WHAT YOU HAVE TO DO: From the data below, set down exactly the lines between the one holding "We've decided to" and the one holding "### Before/After", inclusive, and no others.

[[ DATA FOR THIS TASK open ]]

PR #431, opened 2025-04-07
426: rename delete induction period events

ghost:
We've decided to remove actor type from event names so we need to rename them:

- rename `admin_reverts_teacher_claim` to `teacher_induction_status_reset `
- rename `admin_deletes_induction_period` to `induction_period_deleted`


peterdavidhamilton (approved):
LGTM

PR #440, opened 2025-04-07
[1416] Only show content for `provider-led` on "Programme choices used by your school previously" page

avinhurry:
### Context

This change ensures a small piece of content is only rendered if the previously chosen programme type is **provider-led**.
If any other programme type was selected, the content will not be shown.

### Before/After

| Before | After |
|--------|-------|
|image|image|

### Tech notes

The second commit is only here to get the review app deploying and will be dropped before merging. I've opened a separate PR with that fix [here](https://github.com/DFE-Digital/register-early-career-teachers-public/pull/441).


robthompson16 (approved):
Looks good thanks

PR #446, opened 2025-04-08
Remove reference to `AppropriateBody` from old migrations

peteryates:
This was included originally because there was a stipulation that `dfe_sign_in_organisation_id` was present and we had deployed non-production environments.

It turns out that the loading of AppropriateBody at this stage is now causing issues when migrating and breaking the deployment of review apps.


ltello (approved):

db/migrate/20241025151817_add_dfe_sign_in_organisation_id_to_abs.rb
```diff
@@ -1,11 +1,8 @@
 class AddDfESignInOrganisationIdToAbs < ActiveRecord::Migration[7.2]
   def change
-    add_column :appropriate_bodies, :dfe_sign_in_organisation_id, :uuid
-
-    AppropriateBody.all.find_each { |ab| ab.update(dfe_sign_in_organisation_id: SecureRandom.uuid) }
-
-    change_column :appropriate_bodies, :dfe_sign_in_organisation_id, :uuid, null: false
-
+    # rubocop:disable Rails/NotNullColumn
```
avinhurry, line 3: How do you feel about disabling this in `rubocop.yml`, like [this one](https://github.com/DFE-Digital/register-early-career-teachers-public/blob/main/.rubocop.yml#L89)?

I like seeing a list of the files where we've made exceptions - it feels neater than doing it inline to me. Maybe we could also add a short comment explaining why we've disabled it, just in case it’s useful down the line?

peteryates: In actual code I'd agree, but I think it's fine in an old migration. The commit message should give enough context as to why it was changed, not sure a comment is necessary too.

peteryates: This cop might actually be useful elsewhere too!

avinhurry: Makes sense, fair point 👌🏽

PR #447, opened 2025-04-08
Populate appropriate bodies via SQL in a migration

ltello:
Do not call `AppropriateBody` model inside migrations.
Replace it with pure SQL to prevent errors recreating the database (CI for instance) if the model code or its columns change in future migrations.

### DIFF
--- a/db/migrate/20250319234928_add_type_to_appropriate_bodies.rb
+++ b/db/migrate/20250319234928_add_type_to_appropriate_bodies.rb
@@ -5,9 +5,14 @@ class AddTypeToAppropriateBodies < ActiveRecord::Migration[8.0]
 
     add_column :appropriate_bodies, :body_type, :appropriate_body_type, default: 'teaching_school_hub'
 
-    AppropriateBody.find_each do |appropriate_body|
-      appropriate_body.update_column(:body_type, type_from_name(appropriate_body.name))
-    end
+    execute <<-SQL.squish
+      UPDATE appropriate_bodies
+      SET body_type =
+        CASE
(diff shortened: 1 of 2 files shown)


db/migrate/20250319234928_add_type_to_appropriate_bodies.rb
```diff
@@ -5,9 +5,14 @@ def up
...
     add_column :appropriate_bodies, :body_type, :appropriate_body_type, default: 'teaching_school_hub'
 
-    AppropriateBody.find_each do |appropriate_body|
-      appropriate_body.update_column(:body_type, type_from_name(appropriate_body.name))
-    end
+    execute <<-SQL.squish
+      UPDATE appropriate_bodies
+      SET body_type =
+        CASE
+          WHEN name = '#{AppropriateBodies::Search::ISTIP}' THEN 'national'::appropriate_body_type
```
tonyheadford, line 12: I would hard code the right values in the SQL and not reference the code personally

ltello: Well, it is just a constant and the class doesn't require `AppropriateBody` to be loaded but ok, I will hardcode it.

tonyheadford (approved):

db/migrate/20250319234928_add_type_to_appropriate_bodies.rb
tonyheadford: It is referenced in the methods and not sure whether it would be loaded and compiled when that file was loaded gut yes, to be on the safe-side this feels better, thanks.

PR #449, opened 2025-04-08
Bugfix: No need to specify author in event heading

ghost:
https://github.com/DFE-Digital/register-ects-project-board/issues/1409

Author types have different ways of sourcing names name/fullname and with the current implementation is erroring for adming users. The user name in the heading in redundant anyway, therefore I am removing it and adding the missing spec for the event


peterdavidhamilton (approved):
👍🏼

PR #452, opened 2025-04-08
Correct logic in inserting_induction_period?

ghost:
We should first check whether we're appending the IP before checking if inserting between siblings

This will fix several support issues such as:

https://trello.com/c/1WpDRyY9/1279-change-of-start-date-request


app/models/induction_period.rb
```diff
@@ -51,8 +51,15 @@ def end_date_admin_only
...
+    # If there are no siblings with a later start date, and the current period starts after the last finished sibling,
+    # then we're appending to the end, not inserting
+    return false if siblings.started_on_or_after(started_on).empty? &&
+      (last_finished_sibling.nil? || started_on >= last_finished_sibling.finished_on)
+
+    # Otherwise, check if we're inserting between periods
     siblings.any? do |sibling|
-      started_on.before?(sibling.started_on) || sibling.finished_on && (started_on.after?(sibling.finished_on) && !sibling.eql?(last_finished_sibling))
+      started_on.before?(sibling.started_on) ||
+        (sibling.finished_on && started_on.after?(sibling.finished_on) && !sibling.eql?(last_finished_sibling))
```
peterdavidhamilton, line 62: The logic here was originally a little more complex. With your fix I think the last bit in this block is now redundant (because it was kaput 🙍🏼). So it could be as follows and still pass specs.

```ruby
    siblings.any? do |sibling|
      started_on.before?(sibling.started_on) || (sibling.finished_on && started_on.after?(sibling.finished_on)   
    end
```

peterdavidhamilton (approved):

PR #453, opened 2025-04-09
Add separate Rails environments for each deployed env

peteryates:
We currently have the following environments in our pipeline:

* review
* staging
* sandbox
* migration
* production

They all use the same `RAILS_ENV=production`. The idea behind this was to ensure we used environment variables to apply config instead of doing `if Rails.env.sandbox?` etc.

However, this has some disadvantages, namely:

1. the rails console shows `production` when we're not in production. The prompt will look like this when we're in a review app or on staging, sandbox, migration or production. It's confusing.
  ```
  register-early-career-teachers(production)>
  ```
2. we need to override production checks when doing database tasks in review

  ```
  ActiveRecord::ProtectedEnvironmentError: You are attempting to run a destructive action against your 'production' database. (ActiveRecord::ProtectedEnvironmentError)
If you are sure you want to continue, run the same command with the environment variable:
  DISABLE_DATABASE_ENVIRONMENT_CHECK=1
  ```
  Doing this normalises the process of overriding production checks so there's a greater chance of doing it by habit and actually reseeding production. This would be bad.

## Changes

- **Sort the env variable files alphabetically**
- **Add environments configs each deployed environment**
- **Add database config for the deployed environments**
- **Add rails_env variable to terraform config**


config/terraform/application/config/migration.tfvars.json
```diff
@@ -5,5 +5,6 @@
     "enable_logit": true,
     "worker_replicas": 6,
     "worker_memory_max": "2Gi",
-    "postgres_flexible_server_sku": "GP_Standard_D4ds_v5"
+    "postgres_flexible_server_sku": "GP_Standard_D4ds_v5",
+    "rails_env": "migration"
```
RMcVelia, line 9: It might be better to add RAILS_ENV to the migration.yml in the same directory. That would then get loaded via https://github.com/DFE-Digital/register-early-career-teachers-public/blob/main/config/terraform/application/application.tf#L19 and you wouldn't need any tf variable.

peterdavidhamilton (approved):

PR #457, opened 2025-04-11
adapt interval scopes to future dates

ltello:
PR to experiment how life would be if we add pure periods with future dates to the service:

- we should try to pass dates to every service/scope to minimize the issues that time travel creates on specs.
- we should try to put special attention to add specs for all the different dates a service/scope/method might make to behave differently.
- we should time travel to different dates and check the different behaviours of end-to-end scenarios.
- queries get more complicated because we need to add conditions about date ranges most of the time. Is it worth to pay this price?
- by allowing any past, present, future periods to be persisted we can be certain we are reflecting faithfully the reality and not contraining the service at all. However, is it worth the complexity added?
- If we assumed (under investigation by Tony) that every not-pending period in the db started in the past, things would get less complicated when it comes to searching periods: all ongoing periods would have null `finished_on` date which makes our queries straight forward and the service less error-prone, for instance.
- However, is that approach too restrictive so that the data at some point doesn't fully matches the reality? I can't think of any case now but would it make the service buggy because of that for certain features?

### DIFF
--- a/app/models/concerns/interval.rb
+++ b/app/models/concerns/interval.rb
@@ -6,16 +6,18 @@ module Interval
     validate :period_dates_validation
 
     # Scopes
-    scope :overlapping_with, ->(period) { where("range && daterange(?, ?)", period.started_on, period.finished_on) }
-    scope :ongoing, -> { where(finished_on: nil) }
-    scope :finished, -> { where.not(finished_on: nil) }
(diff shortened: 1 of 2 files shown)


peteryates:
I'm going to close this now as it's old but we'll refer back to it.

[[ DATA FOR THIS TASK closed ]]

TASK RESPONSE:
We've decided to remove actor type from event names so we need to rename them:

- rename `admin_reverts_teacher_claim` to `teacher_induction_status_reset `
- rename `admin_deletes_induction_period` to `induction_period_deleted`


peterdavidhamilton (approved):
LGTM

PR #440, opened 2025-04-07
[1416] Only show content for `provider-led` on "Programme choices used by your school previously" page

avinhurry:
### Context

This change ensures a small piece of content is only rendered if the previously chosen programme type is **provider-led**.
If any other programme type was selected, the content will not be shown.

### Before/After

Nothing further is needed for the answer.